Monday, November 12, 2007
Reacting To Rain
However, Murphy's Law dictated that today the fiercest rain-and-wind-storm would arrive, making our 100-yard trek less than ideal but, on the other hand, making the hot beverages even more welcome once we arrived.
Even in this era of severe droughts, people who aren't farmers or fire-fighters tend to react negatively to rain, especially if it's wind-driven. "It's horrible out there," people say. On student in another class said, "On days like this, we should all just agree that we're going to stay home." Of course, people who live in truly difficult wintry climates, including Alaska, would mock our Pacific Northwest discomfort with storms; we are used to rain but, oddly enough, still unamused by genuine storms. We like our rain to be docile. In any event, most of us on campus are not farmers, who look at weather a little differently.
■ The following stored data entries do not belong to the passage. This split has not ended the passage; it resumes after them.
PR #2187, opened 2024-03-06
Remove the top level `products` object from the product-catalog

rupertbates:
## What does this change?

This PR removes the top level `products` array from the product catalog as it wasn't adding any benefits and was just making code which uses the catalog more verbose.


jamesgorrie (approved):
Fab

PR #2191, opened 2024-03-08
Use pnpm as the package manager for cdk rather than yarn

rupertbates:
## What does this change?
Ever since #2110 we have used pnpm as a package manager within support-service-lambdas. However the cdk build was still using yarn. 

This PR changes the cdk project so it is now just another project in the pnpm workspace, meaning that we can now do things like `pnpm install` or `pnpm test` to install dependencies or run tests for all projects including the cdk project, rather than having to separately cd to the cdk directory and run `yarn install` & `yarn test`.

It also means that the cdk project shares typescript version and a number of dependency versions with all the other projects, rather than needing to be kept up to date separately.


.github/workflows/ci-typescript.yml
```diff
@@ -35,9 +35,6 @@ jobs:
           role-to-assume: ${{ secrets.GU_RIFF_RAFF_ROLE_ARN }}
           aws-region: eu-west-1
 
-      - name: Generate CFN templates from GuCDK
```
rupertbates, line 38: Don't think this was needed anyway

cdk/lib/generate-product-catalog.ts
```diff
@@ -43,8 +43,8 @@ export class GenerateProductCatalog extends GuStack {
 			app: app,
 		});
 
-		const zuoraCatalogBucketName: string = 'gu-zuora-catalog';
-		const productCatalogBucketName: string = 'gu-product-catalog';
+		const zuoraCatalogBucketName = 'gu-zuora-catalog';
+		const productCatalogBucketName = 'gu-product-catalog';
```
rupertbates, line 47: Linting fixes

cdk/package.json
```diff
@@ -9,26 +9,19 @@
     "format": "prettier --write \"{lib,bin}/**/*.ts\"",
     "lint": "eslint lib/** bin/** --ext .ts --no-error-on-unmatched-pattern",
     "synth": "cdk synth --path-metadata false --version-reporting false",
-    "diff": "cdk diff --path-metadata false --version-reporting false"
+    "diff": "cdk diff --path-metadata false --version-reporting false",
+    "package": "pnpm build && pnpm lint && pnpm test && pnpm synth"
   },
   "devDependencies": {
     "@guardian/cdk": "52.3.0",
-    "@guardian/eslint-config-typescript": "5.0.0",
```
rupertbates, line 16: All the dependencies and config which have been removed from this file now lives in the workspace

modules/test-users/src/create.ts
```diff
@@ -122,6 +121,10 @@ export const createAccountAndSubscription = async (
 
 void (async () => {
 	const zuoraClient = await ZuoraClient.create(stage);
-	const response = await createAccountAndSubscription(zuoraClient);
+	const productCatalog = await getProductCatalogFromApi(stage);
+	const response = await createAccountAndSubscription(
+		zuoraClient,
+		productCatalog,
+	);
```
jamesgorrie, line 128: ☝️ These changes look like they might be related to some other work rather than linting?

jamesgorrie (approved):
Tidies it up really nicely! Just a question on whether some work creeped into `modules/test-users/src/create.ts`?

modules/test-users/src/create.ts
rupertbates: This code hadn't been updated when the product catalog work was merged so it was out of date. I think that didn't get picked up because this project is not build in CI. We should probably change that but it can be in another PR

Here's a short poem about that topic. I think I wrote it about five years ago.
Not Farmers
When cold rain
comes after long
drought, we are
supposed to be
delighted. We are
grim. We lower
our heads and
herd ourselves toward
workplaces. Spectacles
get wet. Thoroughfares
clog. The TV-figure
talking of weather
becomes manic,
gestures like a drunken
mime. Dead
vegetation stays that
way, only it’s
soggy. “We needed
this rain,” we
say to each
other, not quite as if
we mean it. We
stand in our soggy shoes.
We look longingly
across vast asphalted
distances at vehicles
that will carry and
cover us. Our discomfort
descends on us like a low-
pressure front. We
do not think of thirsty
roots feeding food
appearing on our tables
months from now.
Copryight 2007 Hans Ostrom
Sunday, November 11, 2007
Fingernails
Now I have a split thumbnail, and I gather it will be split for the duration. I have not heard of a way of inducing the split to heal itself. I blame the breakdown on too much yard-work.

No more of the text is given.